Grooming is intense as they mature. They have a double coat, which is water resistant. They MUST be groomed at least once a week, and brushed/combed every other day. Otherwise, you'll have a big mess very quickly.

Ours hate reptiles.......snakes, turtles, etc. Mira will tear a fence down to kill a turtle. We had quite a time last year keeping snappers away.....we've rehomed many of them, as well as painted turtles. We moved the snappers for the dog's safety. We moved the painted turtles for their safety.

She's also killed at least 5-6 snakes.....all harmless. And yes, she's been bitten.....but she HATES them. We wish she wouldn't do that...they're necessary for rodent control.

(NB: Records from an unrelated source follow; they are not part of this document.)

PR #768, opened 2021-03-12
Add support ipv6 for point2pointipam

artem-belov:
Fixes #411 

IPPool is a RB tree, containing ip intervals storing in the pool
IPPool adds 128 bit support to keep IPv6 addresses

BenchmarkIPPool | ops | ns/op | B/op | allocs/op
-- | -- | -- | -- | --
BenchmarkIPPool/IPPool | 566 | 2161121 | 440206 | 22007
BenchmarkIPPool/RoaringBitmap | 1359 | 824205 | 218841 | 11106
BenchmarkIPPool/PrefixPool | 2 | 1803298500 | 1001995744 | 18689007
  |   |   |   |  
BenchmarkIPPool/IPPool-2 | 1009 | 1079308 | 440223 | 22008
BenchmarkIPPool/RoaringBitmap-2 | 2985 | 351601 | 218850 | 11106
BenchmarkIPPool/PrefixPool-2 | 2 | 1355259309 | 1021856016 | 19835510
  |   |   |   |  
BenchmarkIPPool/IPPool-4 | 1126 | 1005249 | 440240 | 22008
BenchmarkIPPool/RoaringBitmap-4 | 5494 | 193221 | 218847 | 11106
BenchmarkIPPool/PrefixPool-4 | 2 | 1365976629 | 1021857340 | 19835525
  |   |   |   |  
BenchmarkIPPool/IPPool-8 | 1011 | 1095871 | 440265 | 22009
BenchmarkIPPool/RoaringBitmap-8 | 6398 | 163107 | 218842 | 11106
BenchmarkIPPool/PrefixPool-8 | 2 | 1319444212 | 1012589580 | 19802446
  |   |   |   |  
BenchmarkIPPool/IPPool-16 | 996 | 1102098 | 440250 | 22008
BenchmarkIPPool/RoaringBitmap-16 | 7626 | 179327 | 218851 | 11106
BenchmarkIPPool/PrefixPool-16 | 2 | 1408024424 | 1012589068 | 19802437

PR #787, opened 2021-03-24
Replace PrefixPool with IPPool in excludedPrefixesServer

### LINKED ISSUE #389: Rework prefixpool to work with using RoaringBitmap
## Motivation

We've migrated prefix pool from mono repo to sdk https://github.com/networkservicemesh/sdk/tree/master/pkg/tools/prefixpool, but It looks like many things can be refactored and simplified with using this library:
https://github.com/networkservicemesh/sdk/blob/master/pkg/networkservice/ipam/point2pointipam/server.go#L31

artem-belov:
Fixes #389
Benchmark results #768


pkg/networkservice/common/excludedprefixes/server_test.go
```diff
@@ -59,7 +59,7 @@ func TestNewExcludedPrefixesService(t *testing.T) {
 }
 
 func TestCheckReloadedPrefixes(t *testing.T) {
-	prefixes := []string{"172.16.1.0/24", "10.32.0.0/12", "10.96.0.0/12"}
+	prefixes := []string{"10.32.0.0/12", "10.96.0.0/12", "172.16.1.0/24"}
```
denis-tingaikin, line 62: Why tests have changed? Looks like it is more correct, but could you please clarify this :)

pkg/tools/ippool/ippool.go
```diff
@@ -553,6 +582,102 @@ func (node *treeNode) maximumNode() *treeNode {
...
+		// exclude the last /64 network if it is not full
+		if end.low != math.MaxUint64 {
+			end.high--
+		}
+
+		// get available prefixes bigger than /64
+		for start.high <= end.high {
+			z := trailingZeros(start.high)
+
+			if z == 64 {
```
denis-tingaikin, line 617: Can we make `64` as a constant?

pkg/tools/ippool/ippool.go
```diff
@@ -230,6 +235,30 @@ func (tree *IPPool) PullP2PAddrs(exclude ...*IPPool) (srcNet, dstNet *net.IPNet,
...
+	}
+	for it.node.Left != nil {
+		it.node = it.node.Left
+	}
+
+	for node := it.Next(); node != nil; node = it.Next() {
+		prefixes = append(prefixes, node.getPrefixes(clone.ipLength)...)
+	}
+
+	return
```
denis-tingaikin, line 259: I wonder why linter does not trigger at this line. 
Can we do not use return without values?

denis-tingaikin (approved):

pkg/networkservice/common/excludedprefixes/server_test.go
artem-belov: IPPool sort subnets with the bit order within it's RB tree, so I changed prefixes order to check in the test

pkg/tools/ippool/ippool.go
artem-belov: Done

pkg/tools/ippool/ippool.go
artem-belov: Done

PR #789, opened 2021-03-25
Generate nse.Name on the Endpoint side

### LINKED ISSUE #770: Issue with swapping between Endpoint URL and NSMgr URL
# Intro
When endpoint registers on NSMgr, NSMgr stores its URL locally and passes NSE registration with URL replaced to NSMgr URL in localbypass NSE server chain element.

```
Endpoint  -Register->  NSMgr    : { URL: nseURL }
NSMgr     -Register->  Registry : { URL: nsmgrURL }
```
When NSMgr needs to find the endpoint, localbypass replaces URL back:
```
NSMgr (localbypass)  <-Find-  Registry            : { URL: nsmgrURL }
NSMgr                <-Find-  NSMgr (localbypass) : { URL: nseURL }
```
localbypass can't store name -> URL mapping before passing NSE registration to the next, because it doesn't yet have name. So there is a moment in time when NSE is already stored in Registry but not yet exists in localbypass mappings.

# Issue
Sometimes we can get locally registered NSE with `{ URL: nsmgrURL }` from `Find`.

# Possible solutions

## Without changing api

`localbypass` can make `Register` event + refresh `Register` event and filter out from `Find` all endpoints with `nse.Url == NSMgr.Url` and not presented in the local mappings - #767.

They are not guard dogs. They will "guard" you from a stranger they feel isn't "right" by stepping in front of you and blocking you with their body...sideways. Sometimes, if they feel someone is a threat, they'll actually bark and even lunge at that person. 

It always surprises their owners, even long-time "Newf" people, because they just don't act that way towards "anyone else". Newf people listen to their dog's instincts....even if the person is a sweet old grandma type. If the dog doesn't like them......something's wrong.

Newfs are renowned Water Rescue Dogs. They're often used in Europe as Lifeguards on the beaches, and are dropped from helicopters with the teams of human water rescue people. They pull the drowning people to shore.....or a whole boat to shore.

They're also known for cart work. Hitch a cart to them and they'll pull. They're draft dogs.

Their working titles are draft dog, or water dog...or water rescue dog.

Colonial Newfoundland Club--Water Rescue

They used to help sailors keep the ships away from the rocks back in the "olden days". They'd always have a couple (or more) Newfs aboard. The'd help fishermen pull the nets full of fish in, and, when they got to shore, the Newfs would help to haul the fish to market (in a cart).

One healthy male Newf can pull a boat (aluminum) with six people two miles in the ocean without straining itself.

They come from Newfoundland...Canada...which has a harsh cold climate. It's rocky, snowy until June at times, and is an island. It's part of the Newfoundland and Labrador (yes the Lab comes from Labrador) Province. Their main diet throughout history has been fish and they LOVE snow and water.

Here are a couple of videos...of Newfs (and some other breeds - Labs, GSD's - but the GSD doesn't get dropped) in training as Water Rescue dogs in Italy. They're being dropped from a helicopter and will pull their handler into shore:

YouTube - Rescue Dog Helicopter

Here's a hilarious video called "Are Newfies Strong?" I LOVE this one...it's SO true - and these are some of the BEST trained Newfs in the world :lol: (Yes you can get hurt if they decide to bolt)!

YouTube - Are Newfies Strong

Gotta love 'em!!!!


----------



## TheHooch (May 9, 2007)

The Newfie song is too funny. Yeah I can imagine I don;t want to know what you spend. Probably my monthly check. ROFL

Hooch


----------



## cubbysan (Mar 13, 2007)

The giant breeds grow sooo fast. I remember when we were raising our Pyrs, I swear you left the room and came back that they grew in those 5 minutes.


----------